TASK INSTRUCTIONS ::
Word for word, set down the entries below.

MATERIAL TO PROCESS ::

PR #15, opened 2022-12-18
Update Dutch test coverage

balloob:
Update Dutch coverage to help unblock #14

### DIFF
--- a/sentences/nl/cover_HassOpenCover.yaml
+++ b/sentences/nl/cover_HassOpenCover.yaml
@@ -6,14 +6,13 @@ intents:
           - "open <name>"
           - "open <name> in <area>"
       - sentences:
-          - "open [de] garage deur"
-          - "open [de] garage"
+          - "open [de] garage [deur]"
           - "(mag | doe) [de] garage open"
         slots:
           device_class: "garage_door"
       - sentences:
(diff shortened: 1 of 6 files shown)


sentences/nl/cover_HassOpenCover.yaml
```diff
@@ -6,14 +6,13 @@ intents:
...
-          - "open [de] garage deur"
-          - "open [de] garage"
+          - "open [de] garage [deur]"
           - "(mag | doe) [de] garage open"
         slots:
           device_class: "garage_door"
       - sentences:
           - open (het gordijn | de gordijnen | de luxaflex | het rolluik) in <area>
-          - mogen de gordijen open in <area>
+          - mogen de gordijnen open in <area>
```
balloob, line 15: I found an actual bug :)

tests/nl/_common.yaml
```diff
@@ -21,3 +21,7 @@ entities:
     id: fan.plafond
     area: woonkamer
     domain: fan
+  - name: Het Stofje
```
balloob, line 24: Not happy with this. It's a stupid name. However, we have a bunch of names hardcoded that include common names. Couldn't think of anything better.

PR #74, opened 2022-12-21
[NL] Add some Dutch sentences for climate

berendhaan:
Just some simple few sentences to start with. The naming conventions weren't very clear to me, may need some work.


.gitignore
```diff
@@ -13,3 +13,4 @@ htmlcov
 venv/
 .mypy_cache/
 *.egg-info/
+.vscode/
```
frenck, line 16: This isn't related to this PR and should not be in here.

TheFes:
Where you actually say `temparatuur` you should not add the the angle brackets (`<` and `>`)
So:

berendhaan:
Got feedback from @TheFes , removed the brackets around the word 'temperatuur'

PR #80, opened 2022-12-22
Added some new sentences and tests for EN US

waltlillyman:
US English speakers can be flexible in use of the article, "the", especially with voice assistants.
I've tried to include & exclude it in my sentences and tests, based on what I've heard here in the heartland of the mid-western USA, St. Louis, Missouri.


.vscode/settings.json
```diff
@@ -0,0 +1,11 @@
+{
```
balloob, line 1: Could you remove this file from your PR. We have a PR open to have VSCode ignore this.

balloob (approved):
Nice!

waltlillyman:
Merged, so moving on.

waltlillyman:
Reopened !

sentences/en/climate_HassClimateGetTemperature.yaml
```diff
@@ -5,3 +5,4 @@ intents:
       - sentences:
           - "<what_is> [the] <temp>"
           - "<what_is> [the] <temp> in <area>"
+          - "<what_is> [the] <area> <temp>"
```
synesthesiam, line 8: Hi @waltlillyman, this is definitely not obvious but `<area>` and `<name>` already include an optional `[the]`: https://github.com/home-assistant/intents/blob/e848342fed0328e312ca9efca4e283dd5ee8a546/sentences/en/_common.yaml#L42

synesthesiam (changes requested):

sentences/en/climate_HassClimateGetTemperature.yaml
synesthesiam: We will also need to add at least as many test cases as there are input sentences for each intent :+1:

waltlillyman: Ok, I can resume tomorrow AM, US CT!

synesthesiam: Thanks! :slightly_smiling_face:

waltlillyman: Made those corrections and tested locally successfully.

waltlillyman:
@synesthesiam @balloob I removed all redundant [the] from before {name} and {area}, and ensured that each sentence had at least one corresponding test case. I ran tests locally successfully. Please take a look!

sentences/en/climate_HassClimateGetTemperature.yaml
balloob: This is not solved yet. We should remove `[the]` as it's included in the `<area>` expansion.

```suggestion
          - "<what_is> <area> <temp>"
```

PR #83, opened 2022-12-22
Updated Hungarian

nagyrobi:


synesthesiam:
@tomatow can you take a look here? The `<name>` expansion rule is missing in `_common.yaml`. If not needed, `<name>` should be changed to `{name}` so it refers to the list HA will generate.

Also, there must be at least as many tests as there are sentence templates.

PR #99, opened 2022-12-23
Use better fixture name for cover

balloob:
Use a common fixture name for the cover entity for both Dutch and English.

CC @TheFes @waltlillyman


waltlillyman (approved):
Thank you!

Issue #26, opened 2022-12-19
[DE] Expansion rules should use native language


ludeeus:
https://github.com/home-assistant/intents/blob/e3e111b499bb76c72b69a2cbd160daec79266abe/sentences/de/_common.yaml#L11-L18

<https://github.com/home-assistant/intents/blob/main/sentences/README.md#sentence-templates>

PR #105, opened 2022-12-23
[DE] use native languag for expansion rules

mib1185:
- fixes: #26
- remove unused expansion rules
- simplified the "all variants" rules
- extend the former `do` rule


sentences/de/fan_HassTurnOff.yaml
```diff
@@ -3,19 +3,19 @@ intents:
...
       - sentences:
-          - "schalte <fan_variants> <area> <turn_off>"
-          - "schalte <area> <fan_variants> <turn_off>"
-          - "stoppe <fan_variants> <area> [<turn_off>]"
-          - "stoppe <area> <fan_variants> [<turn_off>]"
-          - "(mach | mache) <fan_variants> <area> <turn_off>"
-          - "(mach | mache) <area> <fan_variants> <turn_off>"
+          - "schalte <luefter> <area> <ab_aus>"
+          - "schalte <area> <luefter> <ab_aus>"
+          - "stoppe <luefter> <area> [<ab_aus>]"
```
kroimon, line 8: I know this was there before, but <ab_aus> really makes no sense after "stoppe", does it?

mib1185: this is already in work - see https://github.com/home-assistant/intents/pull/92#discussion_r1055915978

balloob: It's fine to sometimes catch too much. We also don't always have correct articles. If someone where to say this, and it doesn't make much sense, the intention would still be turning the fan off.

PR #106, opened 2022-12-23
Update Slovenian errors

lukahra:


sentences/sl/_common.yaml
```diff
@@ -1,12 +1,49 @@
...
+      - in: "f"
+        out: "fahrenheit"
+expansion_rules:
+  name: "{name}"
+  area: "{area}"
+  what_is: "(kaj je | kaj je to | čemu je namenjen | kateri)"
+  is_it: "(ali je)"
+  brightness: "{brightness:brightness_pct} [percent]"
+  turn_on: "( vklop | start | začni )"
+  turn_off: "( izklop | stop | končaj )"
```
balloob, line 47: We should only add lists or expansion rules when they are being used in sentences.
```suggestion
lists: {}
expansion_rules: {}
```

WORKED SOLUTION ::
PR #15, opened 2022-12-18
Update Dutch test coverage

balloob:
Update Dutch coverage to help unblock #14

### DIFF
--- a/sentences/nl/cover_HassOpenCover.yaml
+++ b/sentences/nl/cover_HassOpenCover.yaml
@@ -6,14 +6,13 @@ intents:
           - "open <name>"
           - "open <name> in <area>"
       - sentences:
-          - "open [de] garage deur"
-          - "open [de] garage"
+          - "open [de] garage [deur]"
           - "(mag | doe) [de] garage open"
         slots:
           device_class: "garage_door"
       - sentences:
(diff shortened: 1 of 6 files shown)


sentences/nl/cover_HassOpenCover.yaml
```diff
@@ -6,14 +6,13 @@ intents:
...
-          - "open [de] garage deur"
-          - "open [de] garage"
+          - "open [de] garage [deur]"
           - "(mag | doe) [de] garage open"
         slots:
           device_class: "garage_door"
       - sentences:
           - open (het gordijn | de gordijnen | de luxaflex | het rolluik) in <area>
-          - mogen de gordijen open in <area>
+          - mogen de gordijnen open in <area>
```
balloob, line 15: I found an actual bug :)

tests/nl/_common.yaml
```diff
@@ -21,3 +21,7 @@ entities:
     id: fan.plafond
     area: woonkamer
     domain: fan
+  - name: Het Stofje
```
balloob, line 24: Not happy with this. It's a stupid name. However, we have a bunch of names hardcoded that include common names. Couldn't think of anything better.

PR #74, opened 2022-12-21
[NL] Add some Dutch sentences for climate

berendhaan:
Just some simple few sentences to start with. The naming conventions weren't very clear to me, may need some work.


.gitignore
```diff
@@ -13,3 +13,4 @@ htmlcov
 venv/
 .mypy_cache/
 *.egg-info/
+.vscode/
```
frenck, line 16: This isn't related to this PR and should not be in here.

TheFes:
Where you actually say `temparatuur` you should not add the the angle brackets (`<` and `>`)
So:

berendhaan:
Got feedback from @TheFes , removed the brackets around the word 'temperatuur'

PR #80, opened 2022-12-22
Added some new sentences and tests for EN US

waltlillyman:
US English speakers can be flexible in use of the article, "the", especially with voice assistants.
I've tried to include & exclude it in my sentences and tests, based on what I've heard here in the heartland of the mid-western USA, St. Louis, Missouri.


.vscode/settings.json
```diff
@@ -0,0 +1,11 @@
+{
```
balloob, line 1: Could you remove this file from your PR. We have a PR open to have VSCode ignore this.

balloob (approved):
Nice!

waltlillyman:
Merged, so moving on.

waltlillyman:
Reopened !

sentences/en/climate_HassClimateGetTemperature.yaml
```diff
@@ -5,3 +5,4 @@ intents:
       - sentences:
           - "<what_is> [the] <temp>"
           - "<what_is> [the] <temp> in <area>"
+          - "<what_is> [the] <area> <temp>"
```
synesthesiam, line 8: Hi @waltlillyman, this is definitely not obvious but `<area>` and `<name>` already include an optional `[the]`: https://github.com/home-assistant/intents/blob/e848342fed0328e312ca9efca4e283dd5ee8a546/sentences/en/_common.yaml#L42

synesthesiam (changes requested):

sentences/en/climate_HassClimateGetTemperature.yaml
synesthesiam: We will also need to add at least as many test cases as there are input sentences for each intent :+1:

waltlillyman: Ok, I can resume tomorrow AM, US CT!

synesthesiam: Thanks! :slightly_smiling_face:

waltlillyman: Made those corrections and tested locally successfully.

waltlillyman:
@synesthesiam @balloob I removed all redundant [the] from before {name} and {area}, and ensured that each sentence had at least one corresponding test case. I ran tests locally successfully. Please take a look!

sentences/en/climate_HassClimateGetTemperature.yaml
balloob: This is not solved yet. We should remove `[the]` as it's included in the `<area>` expansion.

```suggestion
          - "<what_is> <area> <temp>"
```

PR #83, opened 2022-12-22
Updated Hungarian

nagyrobi:


synesthesiam:
@tomatow can you take a look here? The `<name>` expansion rule is missing in `_common.yaml`. If not needed, `<name>` should be changed to `{name}` so it refers to the list HA will generate.

Also, there must be at least as many tests as there are sentence templates.

PR #99, opened 2022-12-23
Use better fixture name for cover

balloob:
Use a common fixture name for the cover entity for both Dutch and English.

CC @TheFes @waltlillyman


waltlillyman (approved):
Thank you!

Issue #26, opened 2022-12-19
[DE] Expansion rules should use native language


ludeeus:
https://github.com/home-assistant/intents/blob/e3e111b499bb76c72b69a2cbd160daec79266abe/sentences/de/_common.yaml#L11-L18

<https://github.com/home-assistant/intents/blob/main/sentences/README.md#sentence-templates>

PR #105, opened 2022-12-23
[DE] use native languag for expansion rules

mib1185:
- fixes: #26
- remove unused expansion rules
- simplified the "all variants" rules
- extend the former `do` rule


sentences/de/fan_HassTurnOff.yaml
```diff
@@ -3,19 +3,19 @@ intents:
...
       - sentences:
-          - "schalte <fan_variants> <area> <turn_off>"
-          - "schalte <area> <fan_variants> <turn_off>"
-          - "stoppe <fan_variants> <area> [<turn_off>]"
-          - "stoppe <area> <fan_variants> [<turn_off>]"
-          - "(mach | mache) <fan_variants> <area> <turn_off>"
-          - "(mach | mache) <area> <fan_variants> <turn_off>"
+          - "schalte <luefter> <area> <ab_aus>"
+          - "schalte <area> <luefter> <ab_aus>"
+          - "stoppe <luefter> <area> [<ab_aus>]"
```
kroimon, line 8: I know this was there before, but <ab_aus> really makes no sense after "stoppe", does it?

mib1185: this is already in work - see https://github.com/home-assistant/intents/pull/92#discussion_r1055915978

balloob: It's fine to sometimes catch too much. We also don't always have correct articles. If someone where to say this, and it doesn't make much sense, the intention would still be turning the fan off.

PR #106, opened 2022-12-23
Update Slovenian errors

lukahra:


sentences/sl/_common.yaml
```diff
@@ -1,12 +1,49 @@
...
+      - in: "f"
+        out: "fahrenheit"
+expansion_rules:
+  name: "{name}"
+  area: "{area}"
+  what_is: "(kaj je | kaj je to | čemu je namenjen | kateri)"
+  is_it: "(ali je)"
+  brightness: "{brightness:brightness_pct} [percent]"
+  turn_on: "( vklop | start | začni )"
+  turn_off: "( izklop | stop | končaj )"
```
balloob, line 47: We should only add lists or expansion rules when they are being used in sentences.
```suggestion
lists: {}
expansion_rules: {}
```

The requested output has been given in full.